Вышеперечисленные грибы, за исключением Russula и Coprinus, относятся к дереворазрушающим, что дает возможность культивировать мицелий твердофазным способом на лигноцеллюлозных субстратах. Однако из уровня техники известны питательные среды для получения молокосвертывающих ферментов из высших грибов с использованием технологии глубинного культивирования [1, 2]. Питательные среды для твердофазного культивирования высших грибов - продуцентов ферментов молокосверты-вающего действия представлены в ограниченном количестве.

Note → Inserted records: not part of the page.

PR #514, opened 2020-05-12
Add default to deprecated `count` field to avoid sending 0

zippolyte:
The count field is set to 0 by terraform if not set, which prevents the widget from getting any data.
Since this field is marked as deprecated, it is not expected to be set, so having a default makes sense.


terrificsoysauce:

Известна питательная среда для культивирования продуцентов ферментов среди высших грибов Fomitopsis pinicola (штамм АТСС 20036) и Irpex lacteus (штамм IFO 5367). Культивирование биомассы мицелия осуществляют на питательной среде, состоящей из источников углеводов (крахмал, декстрин, сахароза, лактоза, мальтоза, глюкоза, меласса, гидролизат древесины), азота (соли аммония, нитраты, кукурузный отвар, пептон, мясной экстракт, соевый порошок, пшеничные отруби, дрожжи, дрожжевой экстракт, мочевина), минеральных веществ (соли кальция, магния, натрия, цинка, меди, железа) и витаминов [3]. Однако получаемые ферменты на предложенной питательной среде обладают недостаточно высокой молокосвертывающей активностью (МСА) и высокой протеолитической активностью, что приводит к разжижению молочного сгустка в процессе созревания сыра.

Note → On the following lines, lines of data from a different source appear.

PR #517, opened 2020-05-22
Add column revamp properties to dashboard log stream

Prepager:
This PR adds four new properties to the dashboard log stream schema originating from the column revamp: `show_date_column`, `show_message_column`, `message_display`, and `sort`.

From: ~~https://github.com/zorkian/go-datadog-api/pull/321~~ https://github.com/DataDog/datadog-api-client-go/commit/4f430b217fb0d2fb33c887fe101362a9d30d7037


datadog/resource_datadog_dashboard.go
```diff
@@ -2398,6 +2398,37 @@ func getLogStreamDefinitionSchema() map[string]*schema.Schema {
...
+					break
+				default:
+					errs = append(errs, fmt.Errorf(
+						"%q contains an invalid value %q. Valid values are `inline`, `expanded-md`, or `expanded-lg`", key, value))
+				}
+				return
+			},
+		},
+		"sort": {
+			Type:     schema.TypeMap,
```
gzussa, line 2426: Let's convert this to a `TypeList` since using the `Elem` block to define specific keys for the map is currently not possible. See https://www.terraform.io/docs/extend/schemas/schema-types.html#typemap. You can use a TypeList with a maxItem of 1 instead.

nmuesch:
Thanks for the work on this @Prepager!! Could you also add these fields to the docs page here - https://github.com/terraform-providers/terraform-provider-datadog/blob/master/website/docs/r/dashboard.html.markdown under `log_stream_definition` and the example config?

Известен субстрат для твердофазного культивирования высших грибов ежовика гребенчатого (Hericium erinaceum), содержащий 100 г пшеничных отрубей и 120 мл дистиллированной воды [4]. Основным недостатком предлагаемого субстрата является продолжительный период культивирования биомассы мицелия (зарастание в течение 14 суток 100 г субстрата) из-за затрудненного воздухообмена, возникающего в результате слипания пшеничных отрубей при добавлении воды. MCA Hericium erinaceum на представленном субстрате зависит от способов выделения, очистки и концентрирования ферментов и составляет до 450 ед/мл.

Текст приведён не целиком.